### YOUR TASK
Please read the records below and return each line holding the string "that".

^^^^^^^^^^^^^^^^

PR #529, opened 2022-05-18
fix: avoid conflicts when using multiple roots on the same page

LiKang6688:
https://reactjs.org/docs/react-dom-client.html#createroot

identifierPrefix: optional prefix React uses for ids generated by React.useId. Useful to avoid conflicts when using multiple roots on the same page. Must be the same prefix used on the server.

We either revert back to react 17 or add useId in nebula.

### DIFF
--- a/src/index.js
+++ b/src/index.js
@@ -14,6 +14,7 @@ import {
   useKeyboard,
   useRect,
   useApp,
+  useId,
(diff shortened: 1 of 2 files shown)


LiKang6688:
an easier way to fix the issue on https://github.com/qlik-oss/sn-table/pull/530

PR #530, opened 2022-05-18
fix: avoid conflicts when using multiple roots on the same page

LiKang6688:
save reactRoot as a state 
create a new reactRoot when there is a new element to render on


src/index.js
```diff
@@ -76,8 +81,9 @@ export default function supernova(env) {
         if (layout && tableData && !env.carbon) {
           registerLocale(translator);
           const changeSortOrder = sortingFactory(model);
-          render(rootElement, {
+          render({
             rootElement,
+            reactRoot,
```
haxxmaxx, line 86: Don't put it in this object, no need to pass it to the rest of the app

src/index.js
```diff
@@ -25,8 +27,12 @@ import { mount, render, teardown } from './table/Root';
 import muiSetup from './mui-setup';
 import tableThemeColors from './table-theme-colors';
 
+const initialPageInfo = () => ({
```
haxxmaxx, line 30: This could just be an object

src/table/Root.jsx
```diff
@@ -1,19 +1,16 @@
-import { createRoot } from 'react-dom/client';
 import React from 'react';
 import { StyleSheetManager } from 'styled-components';
 import { ThemeProvider } from '@mui/material/styles';
 import rtlPluginSc from 'stylis-plugin-rtl-sc';
 import TableWrapper from './components/TableWrapper';
 
-let reactRoot;
+let root;
```
haxxmaxx, line 7: Do we need this? Can't we pass it to teardown as well? Might as well avoid global variables if we can

src/index.js
LiKang6688: Fixed

src/index.js
LiKang6688: Sure. Done

src/table/Root.jsx
LiKang6688: No, we do not. Good idea. Done

src/index.js
```diff
@@ -95,6 +99,7 @@ export default function supernova(env) {
           });
         }
       }, [
+        rootElement,
```
haxxmaxx, line 102: If anything, this should have the reactRoot as dependency, otherwise we could still be passing the old reactRoot

LiKang6688: good find. I mistakenly remove the line.

haxxmaxx: you wont need rootElement though since if `rootElement` changes `reactRoot` will change too

LiKang6688: that's true. Updated.

haxxmaxx (approved):

PR #1054, opened 2024-12-05
cli/genpolicy: by default do not include log-level 'debug' in Contras…

jmxnzo:
This PR changes the default logging level of the genpolicy tool back to "info", because re-running the generate step on a deployment with policy annotation results in a runtime error in the Contrast CLI, when matching the genpolicy logging prefix.  The runtime error grounds in the regex used for log translation, see https://github.com/edgelesssys/contrast/blob/main/cli/genpolicy/logtranslator.go/#L36 .

Still the RUST_LOG env variable can manually be set to "debug" to allow parsing the debug logs of genpolicy into the Contrast CLI for better troubleshooting, when no policy annotation is already present in the .yml file. Therefore the translation logic added in #1044 is kept in the Contrast CLI for now.

### DIFF
--- a/cli/genpolicy/genpolicy.go
+++ b/cli/genpolicy/genpolicy.go
@@ -62,7 +62,7 @@ func (r *Runner) Run(ctx context.Context, yamlPath string, logger *slog.Logger) 
 	genpolicy := exec.CommandContext(ctx, r.genpolicy.Path(), args...)
 	genpolicy.Env = os.Environ()
 	if _, hasRustLog := os.LookupEnv("RUST_LOG"); !hasRustLog {
-		genpolicy.Env = append(genpolicy.Env, "RUST_LOG=debug")
+		genpolicy.Env = append(genpolicy.Env, "RUST_LOG=info")
 	}
 	if _, hasRustBacktrace := os.LookupEnv("RUST_BACKTRACE"); !hasRustBacktrace {
 		genpolicy.Env = append(genpolicy.Env, "RUST_BACKTRACE=1")


burgerdev:
I found the bug: the log lines including policies exceed the maximum buffer size of `bufio`: https://pkg.go.dev/bufio#pkg-constants. This leads to an abrupt end of `scanner.Scan` [here](https://github.com/edgelesssys/contrast/blob/9150bce164bcef40807739ef5b42d35d17e9ca30/cli/genpolicy/logtranslator.go#L42), and then nobody reads the tool output and the pipe runs full and blocks. 

If `scanner.Scan()` returns `false`, `scanner.Err()` should be checked. If it's not nil, we should consume the remaining input somehow.

burgerdev (approved):
If there are no objections, I'd like to merge this now in order to make the default settings work now. Let's track and do the bug fix separately.

jmxnzo:
> I found the bug: the log lines including policies exceed the maximum buffer size of `bufio`: https://pkg.go.dev/bufio#pkg-constants. This leads to an abrupt end of `scanner.Scan` [here](https://github.com/edgelesssys/contrast/blob/9150bce164bcef40807739ef5b42d35d17e9ca30/cli/genpolicy/logtranslator.go#L42), and then nobody reads the tool output and the pipe runs full and blocks.
> 
> If `scanner.Scan()` returns `false`, `scanner.Err()` should be checked. If it's not nil, we should consume the remaining input somehow.

Yes that's true, i could also reproduce it yesterday. Another option would be to set the buffer of the scanner to another size (see https://pkg.go.dev/bufio#Scanner.Buffer). I'm not sure about which one is preferable for us, so feel free to suggest!

PR #1055, opened 2024-12-06
ci: suffix ci k8s namespaces with "-ci"

3u13r:
We invoke different e2e tests with the same nix command. This nix command already defines flags that are therefore shared between all current (and future) e2e tests. Let's make it easy to introduce new shared flags while maintaining the possibility that some tests define their own additional flags.

Also introduce a new namespace suffix flag.

### DIFF
--- a/.github/workflows/e2e.yml
+++ b/.github/workflows/e2e.yml
@@ -79,7 +79,8 @@ jobs:
             --image-replacements workspace/just.containerlookup \
             --namespace-file workspace/e2e.namespace \
             --platform ${{ inputs.platform }} \
-            --skip-undeploy="${{ inputs.skip-undeploy && 'true' || 'false' }}"
+            --skip-undeploy="${{ inputs.skip-undeploy && 'true' || 'false' }}" \
+            --namespace-suffix="-ci"
       - name: Download logs
         if: always()
         run: |
--- a/e2e/internal/contrasttest/contrasttest.go
+++ b/e2e/internal/contrasttest/contrasttest.go
@@ -12,6 +12,7 @@ import (
 	"crypto/x509"
 	"encoding/hex"
 	"encoding/json"
+	"flag"
 	"fmt"
 	"io"
 	"os"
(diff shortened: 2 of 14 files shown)


3u13r:
The e2e test aks runtime check seems to be broken on main: https://github.com/edgelesssys/contrast/actions/runs/12179300514/job/33971147711

3u13r:
In the regression test testregression-2a2a5cbe-ci/mysql-centos-5f9875b787-8blvs reports 
failed to unpack `usr/libexec/mysqld` into `/run/kata-containers/image/layers/sha256_58bde37520d48c550fe5dba6a67740d181f8140ecdf387371bb92a7f6fae126f/usr/libexec/mysqld`            
No space left on device (os error 28)

e2e/internal/contrasttest/contrasttest.go
```diff
@@ -374,14 +398,29 @@ func (ct *ContrastTest) FactorPlatformTimeout(timeout time.Duration) time.Durati
...
 
-	return strings.Join(append(re.FindAllString(strings.ToLower(t.Name()), -1), hex.EncodeToString(buf)), "-")
+	namespaceParts = append(namespaceParts, fmt.Sprintf("%x", buf))
+
+	// Below we join all parts with a dash already, the user usually provides the
+	// suffix with a dash, so we remove any leading dash from the suffix.
+	namespaceSuffix = strings.TrimPrefix(namespaceSuffix, "-")
+
+	// Append the suffix
+	namespaceParts = append(namespaceParts, namespaceSuffix)
```
burgerdev, line 421: If we don't treat the suffix as literal you can't leave it empty, because a trailing dash violates https://kubernetes.io/docs/concepts/overview/working-with-objects/names/#names. Can we just append it literally?

.github/workflows/e2e.yml
```diff
@@ -79,7 +79,8 @@ jobs:
             --image-replacements workspace/just.containerlookup \
             --namespace-file workspace/e2e.namespace \
             --platform ${{ inputs.platform }} \
-            --skip-undeploy="${{ inputs.skip-undeploy && 'true' || 'false' }}"
+            --skip-undeploy="${{ inputs.skip-undeploy && 'true' || 'false' }}" \
```
burgerdev, line 82: fyi, @miampf is removing `--skip-undeploy` in https://github.com/edgelesssys/contrast/pull/1046.

burgerdev (approved):

e2e/internal/contrasttest/contrasttest.go
3u13r: done

PR #1056, opened 2024-12-06
platforms: introduce generic bare-metal platform

katexochen:
This introduces a new platform for bare-metal machines. While we already support bare metal with k3s, some smaller thing like paths are really special to k3s. The new platform targets environments where things like containerd are found at their default location and should cover many bare-metal Kubernetes environments.


burgerdev (approved):
lgtm

PR #1057, opened 2024-12-06
nixos/kata: pull in `multi-user.target`

msanft:
Previously, due to setting `systemd.unit=kata-containers.target` on the kernel command line, we didn't pull in units that are `wantedBy=multi-user.target`. This breaks many assumptions of upstream software, including those of `nvidia-persistenced.service`, which was the first component that exhibited a hard breakage upon this unfulfilled assumption. This fixes these assumptions by pulling in `multi-user.target` through `kata-containers.target`.

### DIFF
--- a/packages/nixos/kata.nix
+++ b/packages/nixos/kata.nix
@@ -23,7 +23,6 @@ in
         "basic.target"
         "tmp.mount"
         "kata-agent.service"
-        "multi-user.target"
       ];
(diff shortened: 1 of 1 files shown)


msanft:
Skipping this for now: https://dev.azure.com/Edgeless/Edgeless/_backlogs/backlog/Edgeless Team/Features?workitem=4973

^^^^^^^^^^^^^^^^

### RESULT
LiKang6688: that's true. Updated.
Yes that's true, i could also reproduce it yesterday. Another option would be to set the buffer of the scanner to another size (see https://pkg.go.dev/bufio#Scanner.Buffer). I'm not sure about which one is preferable for us, so feel free to suggest!
We invoke different e2e tests with the same nix command. This nix command already defines flags that are therefore shared between all current (and future) e2e tests. Let's make it easy to introduce new shared flags while maintaining the possibility that some tests define their own additional flags.
Previously, due to setting `systemd.unit=kata-containers.target` on the kernel command line, we didn't pull in units that are `wantedBy=multi-user.target`. This breaks many assumptions of upstream software, including those of `nvidia-persistenced.service`, which was the first component that exhibited a hard breakage upon this unfulfilled assumption. This fixes these assumptions by pulling in `multi-user.target` through `kata-containers.target`.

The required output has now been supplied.